PR #1989, opened 2026-07-25
fix(costs): price Anthropic prompt-cache tokens

### LINKED ISSUE #1986: Anthropic prompt-cache tokens (cache_creation_input_tokens / cache_read_input_tokens) are silently priced at $0
**Describe the bug**

`gpt_researcher/utils/costs.py`'s Anthropic cost tracking never reads `cache_creation_input_tokens` or `cache_read_input_tokens` from the usage dict, so any research run that triggers Anthropic prompt caching (large repeated system prompts, which gpt-researcher sends on nearly every LLM call) silently prices the cached tokens at $0 instead of at Anthropic's real cache-write (1.25x input rate) / cache-read (0.1x input rate) billing.

`_extract_anthropic_usage` (costs.py:106-131) only extracts `input_tokens` and `output_tokens` from `usage`:

```python
if usage:
    input_tokens = usage.get("input_tokens")
    output_tokens = usage.get("output_tokens")
    if input_tokens is not None and output_tokens is not None:
        return {
            "input_tokens": int(input_tokens),
            "output_tokens": int(output_tokens),
        }
```

`calculate_anthropic_cost` (costs.py:159-182) then only prices those two fields. Anthropic's Messages API reports `cache_creation_input_tokens` and `cache_read_input_tokens` as separate, real, billed fields alongside `input_tokens`, and neither is read anywhere in this file.

**To Reproduce**

Load `costs.py` directly and call `calculate_llm_cost` with an Anthropic `response_metadata["usage"]` that includes a cache write, once with the cache fields present and once without:

```python
import importlib.util
spec = importlib.util.spec_from_file_location("costs", "gpt_researcher/utils/costs.py")
costs = importlib.util.module_from_spec(spec)
spec.loader.exec_module(costs)

usage_with_cache = {"input_tokens": 50, "cache_creation_input_tokens": 4000, "cache_read_input_tokens": 0, "output_tokens": 300}
usage_without_cache_fields = {"input_tokens": 50, "output_tokens": 300}

for usage in (usage_with_cache, usage_without_cache_fields):
    cost = costs.calculate_llm_cost(
        llm_provider="anthropic",
        model="claude-sonnet-4-5",
        input_content="", output_content="",
        response_metadata={"model": "claude-sonnet-4-5", "usage": usage},
    )
    print(usage, "->", cost)
```

Output (ran in a clean `python:3.11-slim` container, HEAD `5d84d2f5553e70a2765a8ff3a0d2672d60437ce8`):

```
{'input_tokens': 50, 'cache_creation_input_tokens': 4000, 'cache_read_input_tokens': 0, 'output_tokens': 300} -> 0.00465
{'input_tokens': 50, 'output_tokens': 300} -> 0.00465
```

**Expected behavior**

The 4000 `cache_creation_input_tokens` are real, billed tokens (at 1.25x the base input rate for claude-sonnet-4-5, that's an extra ~$0.015 on top of the $0.00465 above). Adding or removing them from the usage dict should change the reported cost. Instead the two calls return identical costs: the cache tokens are priced at $0.

**Additional context**

`tests/test_costs.py` has no test case involving either cache field, and `git log -G` on both field names over `costs.py`'s whole history returns no commits, so this looks like a straight gap rather than a deliberate simplification. Happy to send a PR if useful; the fix looks like adding both fields to `_extract_anthropic_usage`'s returned dict and pricing them at the write/read multipliers in `calculate_anthropic_cost`.

Bartok9:
## Summary
Anthropic usage includes `cache_creation_input_tokens` / `cache_read_input_tokens`, but cost helpers only priced `input_tokens`+`output_tokens`, so cache traffic was billed at $0.

## Changes
- Extract cache fields in `_extract_anthropic_usage`
- Price cache write at 1.25× input and cache read at 0.1× input in `calculate_anthropic_cost`
- Regression tests

Closes #1986

## Test plan
- `pytest tests/test_anthropic_cache_costs.py -q` (2 passed)

### DIFF
--- a/gpt_researcher/utils/costs.py
+++ b/gpt_researcher/utils/costs.py
@@ -103,32 +103,52 @@ def _resolve_anthropic_model_name(
     ).lower()
 
 
+def _coerce_token_count(value: Any) -> int:
+    if value is None:
+        return 0
+    try:
+        return int(value)
+    except (TypeError, ValueError):
+        return 0
+
+
 def _extract_anthropic_usage(
     response_metadata: Mapping[str, Any] | None = None,
     usage_metadata: Mapping[str, Any] | Any | None = None,
 ) -> dict[str, int] | None:
+    """Extract Anthropic usage including prompt-cache token fields.
+
+    Anthropic Messages usage may include:
+    - input_tokens / output_tokens
+    - cache_creation_input_tokens (billed ~1.25x input)
+    - cache_read_input_tokens (billed ~0.1x input)
+    """
     metadata = _mapping_to_dict(response_metadata)
     usage = _mapping_to_dict(metadata.get("usage"))
 
+    def _from_usage(usage_dict: dict[str, Any]) -> dict[str, int] | None:
+        input_tokens = usage_dict.get("input_tokens")
+        output_tokens = usage_dict.get("output_tokens")
+        if input_tokens is None or output_tokens is None:
+            return None
+        return {
+            "input_tokens": int(input_tokens),
+            "output_tokens": int(output_tokens),
+            "cache_creation_input_tokens": _coerce_token_count(
+                usage_dict.get("cache_creation_input_tokens")
+            ),
+            "cache_read_input_tokens": _coerce_token_count(
+                usage_dict.get("cache_read_input_tokens")
+            ),
+        }
+
     if usage:
-        input_tokens = usage.get("input_tokens")
-        output_tokens = usage.get("output_tokens")
-        if input_tokens is not None and output_tokens is not None:
-            return {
◇ ◇ ◇
Exercise details: Reply with a number alone, the number of lines of the records that hold the word "silently".

Result of the exercise: 2